Population growth and change
Ageing of the population: Australia’s ageing population profile will mean increased health care
needs, particularly for chronic diseases such as diabetes. It is projected that Australia’s health
expenditure will increase from 4 per cent of gross domestic product (GDP) in 2009–10 to
7.1 per cent by 2049–50.43 Health care may be an area of particular strength and growth for
enabling technologies. These technologies may deliver new treatments for disease including
implants and replacements for defective genes.
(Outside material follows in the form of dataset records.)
Issue #276, opened 2022-11-15
new option: auto expand aliased namespaced keywords 


mpenet:
Hi

I wanted to gauge if there's interest for a task that transforms all `::foo` type keywords into their fully expanded form `:current.namespace/foo`?

PR #277, opened 2022-11-15
[wip] initial implementation of expand nsed-keywords

mpenet:
As the title mentions, this auto-expand aliased keywords found to their full form, ::bar to :foo/bar, ::foo/bar to :something.foo/bar.

related to #276

I will clean it up & add tests if such an addition is considered valuable.

### DIFF
--- a/cljfmt/src/cljfmt/core.cljc
+++ b/cljfmt/src/cljfmt/core.cljc
@@ -350,6 +350,59 @@
                 #(indent-line % sorted-indents {:alias-map alias-map
                                                 :ns-name ns-name})))))
 
+(defn aliased-keyword? [zloc]
+  (let [node (z/node zloc)
+        ret (and (= :token (z/tag zloc))
+                 (n/keyword-node? node)
+                 (qualified-keyword? (n/sexpr node)))]
+    (and (= :token (z/tag zloc))
+         (n/keyword-node? node)
+         (qualified-keyword? (n/sexpr node)))))
+
+(defn- ns-require-form? [zloc]
+  (and (some-> zloc top-level-form ns-form?)
+       (some-> zloc z/child-sexprs first (= :require))))
+
+(defn- as-keyword? [zloc]
+  (and (= :token (z/tag zloc))
+       (= :as (z/sexpr zloc))))
+
+(defn- as-zloc->alias-mapping [as-zloc]
+  (let [alias (some-> as-zloc z/right z/sexpr)
+        current-namespace (some-> as-zloc z/leftmost z/sexpr)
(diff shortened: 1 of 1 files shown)


weavejester:
I'm not sure what this means. Can you give some examples?

weavejester:
Ah, I see the explanation is in the issue you opened, but I'm still not sure why this would be useful.

mpenet:
> Ah, I see the explanation is in the issue you opened, but I'm still not sure why this would be useful.

It's a way to undo keyword aliasing (`::...`}, it's can be considered (by some) to be bad practice and makes things more complicated to refactor among other things. I personally find it less readable when aliased.

weavejester:
My first thought on this is that making use of a feature in a language for its intended purpose isn't bad practice unless that feature has been deprecated. As cljfmt is intended to format Clojure code idiomatically, I don't believe this would under its scope.

mpenet:
Plenty of things are available and not encouraged to use though (refer :all comes to mind, or nested require path), some things are also personal preference (like alignment), so I don't think it's necessarily out of scope.

weavejester:
I think if we're going to say that namespace aliases for *functions* are idiomatic and good practice, then it's reasonable to say they're also idiomatic and good practice for keywords.

mpenet:
That's why I mentioned "by some". I don't claim it's the  only good/idiomatic choice, but it's one that's not uncommon in the wild and mentioned quite often. Then yes, it's a personal preference, I wouldn't advocate to make this the default, just like indentation/alignments, opinions vary. But I personally don't think it's unreasonable to consider this a valid option.

weavejester:
I think we have to draw the line somewhere. This is the first I've heard of this formatting choice, and you're the only person I know of who is advocating it. Any feature that's introduced to cljfmt needs to be reviewed and then maintained in perpetuity, and I don't think this feature quite makes the bar.

mpenet:
> I think we have to draw the line somewhere. This is the first I've heard of this formatting choice, and you're the only person I know of who is advocating it. Any feature that's introduced to cljfmt needs to be reviewed and then maintained in perpetuity, and I don't think this feature quite makes the bar.

I'd gladly maintain it :). If you look on clojurians there are more than a few people who mention this over time (hiredman, dpsutton, seancorfield & surely others, here's an example: https://app.slack.com/client/T03RZGPFR/C053AK3F9/thread/C03S1KBA2-1605313400.050700). But ultimately the decision is yours.

mpenet:
The code is fairly minimal, it mostly re-uses code that's already here. But I don't want to insist further, as you seem to have made your mind. 
Thanks

Issue #279, opened 2022-12-05
Do you want the `project.clj` file to be included by default for lein projects?


jacobemcken:
I am seeing this:
https://github.com/weavejester/cljfmt/blob/1003c677200e90bc19f7c8d83ea58bd17b900a5e/cljfmt/src/cljfmt/main.clj#L169

But the `project.clj` file is ignored when running `lein cljfmt check` (empty configuration), unless I specifically specify it (`lein cljfmt check project.clj`).

I've narrowed it down to `(seq paths)` never being empty when the paths come from the Leiningen plugin:
https://github.com/weavejester/cljfmt/blob/1003c677200e90bc19f7c8d83ea58bd17b900a5e/cljfmt/src/cljfmt/main.clj#L216

Do you want a PR changing `lein-cljfmt` to always include the `project.clj` file?

I was thinking that it could look something like (changing `lein-cljfmt/src/leiningen/cljfmt.clj`):
```patch
-           (filter #(and (.exists %) (.isDirectory %)))))))
+           (filter #(and (.exists %) (.isDirectory %)))
+           (concat '("project.clj"))))))
```

It seems to be a good fit since the project file is lein specific anyway.

weavejester:
This seems a reasonable change.

PR #280, opened 2022-12-10
Include project.clj by default for lein plugin

jacobemcken:
Since the file project.clj is specific to Leiningen projects it seem like a good default.

Resolves: #279


weavejester:
Thanks for the PR!

Why did you choose `concat` over `cons` here?

Also, can you change the commit message to:

```
Update Lein plugin to always include project.clj

Fixes #279.
```

I think the "by default" is misleading, because in this case it can't be changed. If this turns out to be an issue, we can add in an option to allow it to be omitted.

Have you tested to ensure that this plugin change works with both `check` and `fix`?

jacobemcken:
> Why did you choose `concat` over `cons` here?

My lack of knowledge.


> I think the "by default" is misleading, because in this case it can't be changed.

Either I don't understand meaning of your comment  or I disagree. As soon as you provide an alternative configuration in the `project.clj` file, like:
```clojure
...
    :cljfmt {:paths ["src"]}
...
```

The `project.clj` file is no longer include. What do you mean by "it can't be changed"?


I had only tested with `check` but now I have also successfully tested it with `fix` :+1: 
Thanks for the reminder.

weavejester:
> As soon as you provide an alternative configuration in the `project.clj` file, like:
> 
> ```clojure
> ...
>     :cljfmt {:paths ["src"]}
> ...
> ```
> 
> The `project.clj` file is no longer include

I don't think this is correct:

```clojure
leiningen.cljfmt=> (format-paths {:source-paths ["src"], :test-paths ["test"], :cljfmt {:paths ["src"]}})
("project.clj" #object[java.io.File 0x2ac11170 "src"])
```

You cons the string "project.clj" onto the list regardless of what is set in `:paths`. You've also put the string in the wrong place, as its not checked to see whether it exists (a small possibility, but a possibility), and it's not converted into a file instance.

jacobemcken:
> ... and it's not converted into a file instance.

The reason why it worked as a string regardless, is that both `check` and `fix` parses the list of "paths" through `find-files` which applies `io/file` again:
https://github.com/weavejester/cljfmt/blob/a4dd48ec94e9345b51eca13a086c91cef61a1fcd/cljfmt/src/cljfmt/main.clj#L33-L34

Thankfully, layering `io/file` on itself like `(io/file (io/file "some_file.txt"))` just returns a file object `#object[java.io.File 0x2ac11170 "some_file.txt"]`.

I've moved "extending `paths` with the project file" earlier, which also required changing how the filter works. An alternative would be to only check for `(.exists %)`. Is this what you had in mind?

Enabling technologies may also provide new
protective foods, and personalised nutritional and lifestyle approaches to disease prevention.
In the area of devices, better electronics could supplement an expanded e-health system to
provide telemedicine and telecare to support the needs of people who are remote from medical
centres. New assistive technologies such as biorobotics, brain–machine interaction or mobility
systems may restore function to incapacitated people.
Food security: While Australia does not have problems in feeding its population, population
growth will place pressure on Australia’s agricultural sector to produce sufficient food.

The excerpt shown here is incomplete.